PR #196, opened 2017-08-04
feat(523): Add collection model and serializer

joelseq:
## Objective

This PR adds a model and serializer for collections for use with `ember-data`.

## References

Blocked by PR: #195 
Issue: [screwdriver-cd/screwdriver#523](https://github.com/screwdriver-cd/screwdriver/issues/523)

PR #198, opened 2017-08-10
feat(collections): Add dashboard routes

joelseq:
## Objective

This PR adds dashboards along with all the routing logic and components needed for it so that users can view their collections.

These are the possible scenarios along with the resulting routes:

1) User is not logged in and visits `/`
2) User is logged in but has no collections and visits `/`
3) User is logged in but has no collections and visits `/dashboards`

    Resulting route: `/`
home route

4) User is not logged in and visits `/dashboards`

    Resulting route: `/login`
login route

5) User is logged in and visits `/`
6) User is logged in and visits `/dashboards`

    Resulting route: `/dashboards/{primaryCollectionId}` where `primaryCollectionId` is the id of the first collection created by the user (for now).
dashboards route

One tradeoff of this and possible source of confusion for the user might be that once they are logged in and have a collection, they can no longer see the getting started page or be on the `/` route as it will always go to their first collection. This means that clicking the logo on the top left will land them on their primary collection's page as well.

## References

Related PRs: #197 #196 #195


tkyi:
`/dashboards`?

app/components/collection-view/styles.scss
```diff
@@ -0,0 +1,51 @@
...
+
+  tbody tr:hover {
+    background-color: $sd-separator;
+    .name {
+      text-decoration: underline;
+    }
+  }
+
+  th {
+    font-size: 14px;
```
jithin1987: Why do we need to define font-size ? If you are trying to reduce size use 0.9em or similar.

app/components/collection-view/template.hbs
```diff
@@ -0,0 +1,28 @@
...
+    <h2>{{collection.name}}</h2>
+    {{#if collection.description}}
+      <p>{{collection.description}}</p>
+    {{/if}}
+  </div>
+  <div class="collection-table row">
+    <table class="col-md-10">
+      <thead>
+        <tr>
+          <th class="appId">Name</th>
```
jithin1987: use `app-id` (kebab-casing) for class names.

app/components/collection-view/template.hbs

■ ■ ■ ■

* _Your assignment_:
Could you retype all of the records above exactly as they appear?

* _Written solution_:
PR #196, opened 2017-08-04
feat(523): Add collection model and serializer

joelseq:
## Objective

This PR adds a model and serializer for collections for use with `ember-data`.

## References

Blocked by PR: #195 
Issue: [screwdriver-cd/screwdriver#523](https://github.com/screwdriver-cd/screwdriver/issues/523)

PR #198, opened 2017-08-10
feat(collections): Add dashboard routes

joelseq:
## Objective

This PR adds dashboards along with all the routing logic and components needed for it so that users can view their collections.

These are the possible scenarios along with the resulting routes:

1) User is not logged in and visits `/`
2) User is logged in but has no collections and visits `/`
3) User is logged in but has no collections and visits `/dashboards`

    Resulting route: `/`
home route

4) User is not logged in and visits `/dashboards`

    Resulting route: `/login`
login route

5) User is logged in and visits `/`
6) User is logged in and visits `/dashboards`

    Resulting route: `/dashboards/{primaryCollectionId}` where `primaryCollectionId` is the id of the first collection created by the user (for now).
dashboards route

One tradeoff of this and possible source of confusion for the user might be that once they are logged in and have a collection, they can no longer see the getting started page or be on the `/` route as it will always go to their first collection. This means that clicking the logo on the top left will land them on their primary collection's page as well.

## References

Related PRs: #197 #196 #195


tkyi:
`/dashboards`?

app/components/collection-view/styles.scss
```diff
@@ -0,0 +1,51 @@
...
+
+  tbody tr:hover {
+    background-color: $sd-separator;
+    .name {
+      text-decoration: underline;
+    }
+  }
+
+  th {
+    font-size: 14px;
```
jithin1987: Why do we need to define font-size ? If you are trying to reduce size use 0.9em or similar.

app/components/collection-view/template.hbs
```diff
@@ -0,0 +1,28 @@
...
+    <h2>{{collection.name}}</h2>
+    {{#if collection.description}}
+      <p>{{collection.description}}</p>
+    {{/if}}
+  </div>
+  <div class="collection-table row">
+    <table class="col-md-10">
+      <thead>
+        <tr>
+          <th class="appId">Name</th>
```
jithin1987: use `app-id` (kebab-casing) for class names.

app/components/collection-view/template.hbs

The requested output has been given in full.